_Material provided_
PR #460, opened 2023-08-23
bench: created initial benchmarks against Anvil

### LINKED ISSUE #440: bench: run comparisons against other programs
# Problem

We should compare Arbiter and the `RevmMiddleware` to other implementations carefully such as Foundry and Anvil. The exact comparisons we can discuss further.

Autoparallel:
Created a `benches/` crate that tests the speed difference between Arbiter and Anvil over a few different scenarios. Added the output to the README.

Closes #440


benches/src/main.rs
```diff
@@ -0,0 +1,266 @@
...
+    // Set up logging.
+    if std::env::var("RUST_LOG").is_err() {
+        std::env::set_var("RUST_LOG", "error");
+    }
+    env_logger::init();
+
+    // Get input argument.
+    let args: Vec<String> = std::env::args().collect();
+    let args = args.get(1).unwrap().as_str();
+    let mut durations = vec![];
```
kinrezC, line 54:
```suggestion
    let mut durations = Vec::with_capacity(NUM_BENCH_ITERATIONS);
```

kinrezC (approved):

PR #473, opened 2023-08-30
Feat(arbiter core)/v0.5.0

### LINKED ISSUE #418: feat: add in `BlockType` enum for controlling block number during emulation
# Idea
Updated from a comment below:

I think we should externalize this more and make it more than just an Option. Perhaps an enum for this along the lines of:
```rust
pub enum BlockType {
     UserControlled,
     RandomlySampled(f64, u32),
}
```
- `UserControlled`: will give the user the ability to make calls such as `client.mine_block()` and `client.set_block_timestamp()`.
- `Randomized(f64, u32)`: would give the user the the Poisson chosen block sizes with the block rate via the `f64` inner and we would let the block times update via the `u32` inner.
- `None`: The user would not update the blocks ever.

This `BlockType` can go into the `EnvironmentParameters`.

## Other details

We should probably try to implement this in some sort of RPC-like way such as listed in the [Anvil documentation](https://book.getfoundry.sh/reference/anvil/). For example, we can implement the request:
```
"evm_mine"
```
We should link this issue to #464.

Since blocks are not actually mined *per se*, we can maybe just implement a method on the `RevmMiddleware` such as `next_block` so that any clients may access this.

---
~~For those who will not need this feature, having the block number increment is just another chance for a bug a bit of overhead. Also, it relies on the user knowing what the block rate setting is doing.~~

~~- [ ] Add in an option for the `rate_parameter` when creating an environment.~~

### LINKED ISSUE #464: feat: add ability to control block timestamps
# Idea
Some protocols such as RMM-01 depend on time implicitly, so we need to be able to have a predictable way to move time forward. This network time can be move forward solely via block timestamps, which can also be updated by updating block numbers.

Yes, without the ability to have track of time, we cannot have certain protocols run properly. 

## Solution
We should provide the user a means of control over each environment's emulator state. For instance, the block number and block timestamp. We can do so via some externalized API that allows a user to choose their methodology for controlling timestamping.

This should be built alongside #418. Looking at the [Anvil documentation](https://book.getfoundry.sh/reference/anvil/), we will want an RPC-like request here that handles one or both of the following:
```
"evm_increaseTime"
"evm_setNextBlockTimestamp"
```

At the very least, for the `BlockType::RandomlySampled` we can implement this naturally:
- [x] Increment the `evm.env.block.timestamp` by the `block_time` every time we increment to the next block.

## Alternative approaches
Alternatively, we can just have a time increment number and increment block times via this number each time we push a new block using the current method from a Poisson distribution. However, this is not ideal -- we need to provide more ways for a user to control this (or **not** control it).

## Additional context
This should be linked intimately with issues such as #418

### LINKED ISSUE #470: feat: add clone, debug, deserialize, and serialize for `EnvironmentParameters` and put label inside
# Idea
These are useful when we need to generate config files. Also, the label can go into this as well.

I am trying to generate a config file now, and this is blocking me!

## Solution
Use the relevant derive macros for this. There should be no issues.

### LINKED ISSUE #471: feat: refactor `EnvironmentParameters` to include label
# Idea
We may as well place the label inside of the `EnvironmentParameters` so that every bit of description of an environment is placed there. We still want to reference the `Environment` by this label using the `Manager`

Yes, when working on setting up simulations, I found that this provided a much better UX in setting up environments.

## Solution
Just move the label into the `EnvironmentParameters` struct.

### LINKED ISSUE #474: feat: bump version for `RustQuant` to include "seedable" feature
# Idea
Having seeded randomness is immensely helpful for debugging and replaying simulations with interesting phenomenon. We recently got this feature added to `RustQuant` via [this PR](https://github.com/avhz/RustQuant/pull/86) so we should have this now included in `arbiter-core`.

Yes. I have been writing simulations where being able to replay specific paths would be immensely helpful.

## Solution
We just use the "seedable" flag with the `RustQuant` re-export.

### LINKED ISSUE #477: chore: clean up `EnvironmentErrors`
# Idea
The errors in the `Environment` can be made more easily using `#[from]` we should do so so we can cut down on some code and redundancy.

Not really, this is just QOL.

## Solution
Use the `#[from] proc macro to map errors instead of converting all to strings.

### LINKED ISSUE #479: feat: send gas cost in tx receipt
# Idea

I would like to be able to get information about the gas consumed during the transaction.

## Solution

Seems like this value is discarded here:
https://github.com/primitivefinance/arbiter/blob/e0ccdc3f641f4227d5d201984314dc8aa2678d45/arbiter-core/src/middleware.rs#L318

## Additional

Btw seem like gas counting can be switched off completely in REVM:
https://github.com/bluealloy/revm/blob/a95a2989589c831a797c42556f39e7ad2f265ecb/crates/revm/Cargo.toml#L55

I think it might improve the speed a bit if the gas cost values ​​are **not** needed.

I tried to check the difference (using `cargo build --release`) in my case and  included this in my `Cargo.toml`:

```
revm = { version = "3.3.0" , features = ["default"]}
```
I have estimation around 00:08:00 (hh, mm, ss)

And with:
```
revm = { version = "3.3.0", features = ["default", "no_gas_measuring"] }
```
I have estimation around 00:06:00 (hh, mm, ss)

But here I'm not sure, because I'm not very familiar with Rust.

Autoparallel:
# `arbiter-core` v0.5.0
This PR will close all issues related to the next minor release for the `arbiter-core` crate. Issues are tracked with a label and [v0.5.0 milestone](https://github.com/primitivefinance/arbiter/milestone/12).

- Closes #470 
- Closes #471
- Closes #474 
- Closes #477 
- Closes #418 
- Closes #464 
- Closes #479


Autoparallel:
We should make sure to edit the template! @0xJepsen

0xJepsen (approved):
Merging, as the CI tests are all passing locally.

_What needs to be done_
Restate exactly the lines running from the line with "We should make" to the end of the entries above, both ends included.

_Task output_
We should make sure to edit the template! @0xJepsen

0xJepsen (approved):
Merging, as the CI tests are all passing locally.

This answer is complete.